Implement proper flow versioning and test these changes in a sub-production instance first. Monitor your Flow Designer execution logs closely after deployment to validate the improvements.
Are you using dot-walking to check the incident state? I had similar timeout logic problems when referencing related records. The wait condition needs to be on the same table as your flow context, or you need to set up proper event subscriptions.
I’ve seen this before. Check if your wait condition is using the correct table reference. Sometimes the flow loses the record context if the wait is configured to monitor a related record rather than the flow’s primary record. Also verify that your flow trigger is set up to listen for the field updates properly.
I ran into this exact scenario last quarter. The issue often stems from how the wait condition is configured versus how Flow Designer actually monitors state changes. Instead of using a simple wait for condition, consider implementing a more robust pattern with explicit event registration. You might also want to add a parallel timeout branch that fires after a reasonable period to handle edge cases.

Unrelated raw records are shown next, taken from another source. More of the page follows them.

Issue #2044, opened 2026-08-25
Extend generated-artifact wire and binding compatibility coverage


aeplay:
🤖 Extend direct generated-artifact wire/binding compatibility coverage in alpha.55. Storage freeze is tracked separately by #2160 and #2308.

## Already established

- #2259 pins exact wire/binding decoding and rejection boundaries.
- #2292 triangulates a Rust-owned binding corpus through generated NAPI/WASM artifacts and the production TypeScript decoder.
- Storage epoch, wire version and binding version are independent. Peers negotiate compatible versions or reject before semantic decoding; a shared storage epoch does not imply wire compatibility.

## Remaining work

Broaden direct generated-artifact execution to representative full wire frames, including negotiated features, compression, fragmentation, large values and catalogue/branch payloads. Cover malformed, unsupported, trailing and corrupt-compressed inputs and cross-language integer-width boundaries. Preserve independent golden source-side bytes; two bindings using the same Rust encoder are not independent encoder proofs.

This is additional compatibility-test coverage, not a request to redesign settled storage. If review discovers a persisted replay/codec family whose meaning depends on an unspecified wire representation, raise that concrete defect under #2160 before freezing. The original mixed storage/wire umbrella is intentionally narrowed here.

aeplay:
🤖 Final current-stack codec audit found a concrete cross-language width boundary: Rust binding payloads encode `root_count` and delta positions as `u64` in `binding_codec.rs`, while TypeScript `PostcardReader.u64()` accumulates them into an unchecked JavaScript `number`; native row/runtime code then uses those values as subscription indices and ordering arithmetic. Above `Number.MAX_SAFE_INTEGER`, identity or ordering can silently lose precision. Legitimate counts would be enormous, but malformed or cross-host payloads can still reach this boundary. Please freeze either safe-integer rejection or a BigInt/internal bounded conversion here, with exact `MAX_SAFE_INTEGER ± 1` fixtures.

aeplay:
🤖 Settled compatibility boundary (Anselm, 2026-08-27): storage epoch 1 begins at the storage-settlement commit; all earlier alpha storage is unsupported. Wire and binding compatibility are versioned independently from storage. Peers must negotiate a mutually supported wire/binding version or reject before semantic decoding; sharing a storage epoch never implies wire compatibility, and a wire version must not silently reinterpret persisted replay bytes.

aeplay:
[...]

PR #2259, opened 2026-08-28
Freeze exact wire and binding decoding

aeplay:
🤖 Advances #2044 by freezing exact canonical v14 wire and v1 binding decoding across Rust and TypeScript.

## Before

Rust postcard decoding accepted semantic payload prefixes unless callers inspected the remainder. TypeScript likewise parsed batches/frames without consistently requiring EOF, accepted nonminimal or overflowing varints, and converted some 64-bit values through unsafe JavaScript numbers.

For example, canonical `WireFrame::Error` tag `02` could be replaced by the overlong spelling `82 00`; postcard decoded the same enum and consumed the input even though re-encoding produced different bytes. `PostcardWriter.i64(1n << 63n)` could emit bytes its own reader and Rust reject.

## After

- Rust requires EOF and byte-identical canonical re-encoding for decoded frames/messages.
- TypeScript centralizes canonical 10-byte varint validation: nonminimal, overlong, and overflow spellings reject.
- `u64()` rejects values beyond `Number.MAX_SAFE_INTEGER`; `u64BigInt()` preserves the full canonical unsigned-64 range.
- Signed writers and native-row/query coercion reject unsafe numeric inputs before `BigInt(number)` and enforce exact signed-i64 bounds.
- Fixed-width u32 writers reject truncating negative/overflow inputs.
- WebSocket batches, Hello/Message/Error frames, relation envelopes, malformed UTF-8, feature bits, and compressed payloads require their exact boundaries.
- v14 discriminants, negotiation/intersection, compression, fragmentation, and append/no-migration rules are normative.

For example, `u64::MAX` crosses Rust→TypeScript only through BigInt, while `MAX_SAFE_INTEGER + 1` as a JS number rejects rather than silently rounding. Valid `i64::MIN` and `i64::MAX` BigInts still round-trip.

## Scope

This does not complete #2044. The remaining direct NAPI/WASM physical-fragment matrix and broader branch/catalogue/large-value compatibility corpus remain tracked there and in #2160.

## Verification

- hard-coded v14 semantic↔payload/frame and binding/native-row goldens
- Rust↔TS full-u64 fixture, signed min/max, safe/unsafe-number, overflow, suffix, malformed UTF-8, and nonminimal enum-tag receipts
- real dual-codec and Zstd-only negotiation/intersection receipt
- independent planted removal of Rust canonical re-encoding and TS 10th-byte/safe-integer guards made their exact tests fail
- focused Rust/TS suites, TypeScript checks, invariant registry, Clippy, formatting, lint, and sensitive-data gates


aeplay:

This sounds like a polling interval issue. The Flow Designer wait conditions check for state changes at specific intervals, not in real-time. If your incident resolves between polling cycles and something resets the state temporarily, the flow might miss it. I’d recommend adding explicit logging in your wait condition to track when it’s actually checking the state. You could also implement a custom event-based trigger instead of relying solely on the wait condition’s built-in polling mechanism.